How has COVID-19 Changed Retirement Planning?
Earlier this month, Forbes Advisor conducted a YouGov survey of 9,675 U.S. adults to better understand how people are handling their financial priorities amid the current crisis. All in all, nearly 72% of respondents indicated they made no changes to their retirement plans. Of those age 55 and older, the percentage skewed higher to 79%, while 61% of those age 25 to 34 reported making changes during this time.
Since more than 36.5 million Americans have filed for unemployment in the past few months, many are struggling financially. Even so, most respondents indicated they had not taken advantage of the changes outlined in the recent CARES Act. Only 4% of respondents have taken a loan from their 401k; 5% have taken a withdrawal from their 401k or IRA without the typical 10% penalty tax; and only 5% are planning to skip a Required Minimum Distribution (RMD) this year. Those percentages skewed a little higher for respondents between ages 25 and 44, so more younger workers are making use of these changes.

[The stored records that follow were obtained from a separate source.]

PR #167, opened 2026-04-09
Add oil and gas infrastructure and facilities

aethr:
## Description

Where #161 attempts to find oil and gas emission sources in oil and gas fields by locating all potential production wells, this PR attempts to add infrastructure and facility locations where emissions may also occur. These sites may include:
- oil refineries
- gas processing plants
- LNG terminals
- pipeline compressor units/stations
- on-site electricity generation

Infrastructure locations are taken from two new data sources:

1. TSI Oil and Gas Sites

This is a new data source created by researchers at The Superpower Institute, specifically focused on finding the locations of sites that comprise each Safeguard Mechanism "facility" in the 2023/24 SGM Baselines and Emissions report.

2. National Pollutant Inventory

The National Pollutant Inventory is a public resource provided by the Commonwealth of Australia, which includes locations of over 4,000 facilities across many ANZSIC sectors, where the facility has reported pollutant emissions of a range of substances covered in pollution legislation. While methane is not an explicitly tracked substance under the NPI, the locations of facilities in each ANZSIC sector can still be used to place emissions from industrial infrastructure and processes.

## Checklist

- [x] Tests added


aethr:
Tests are failing due to the NPI `facilities.csv` dataset download failing with a `403 Forbidden` response. This appears to be Cloudflare (fronting data.gov.au) blocking requests from basic HTTP agents such as Python `urllib` and `curl`.

It was working last week, so there may be a recent change in configuration. I plan to lodge a support request with Data.gov, but in the meantime I will probably upload a local copy of facilities.csv to our S3 bucket until data access at the primary source is restored.

prayner:
npi_data.py:27:
good to describe the return value in the doc string, I presume it's a
datetime for the first day of the FY?

npi/sources.py:31:
specify return type?


site_sources.py:96:
do you need to raise an error or is there a simple transformation that
can get you to the right units?

prayner (approved):

aethr:
> npi_data.py:27:
> npi/sources.py:31:
> specify return type?

Have improved the docstrings and type annotations for all the noted functions. In general I prefer to provide type annotations over docstrings, and I'll omit a docstring where I think the return type and the function naming are sufficient to describe the intent. I'll generally only use a docstring where I think the intent is ambiguous, but I'm aware the ambiguity is in the eye of the beholder. :)

> site_sources.py:96:
> do you need to raise an error or is there a simple transformation that
> can get you to the right units?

Just 11% of respondents affirmed COVID-19 would require them to work longer than they had planned, and only 1% of those ages 55 and older said the crisis would force them to retire earlier than expected.
As the crisis continues, more U.S. adults may have to adjust their retirement plans. For the time being, however, many financial professionals maintain patience is key. It’s best to ride out the market volatility especially if you are able to and if you’re not close to retirement age. Those investments will likely regain value over time.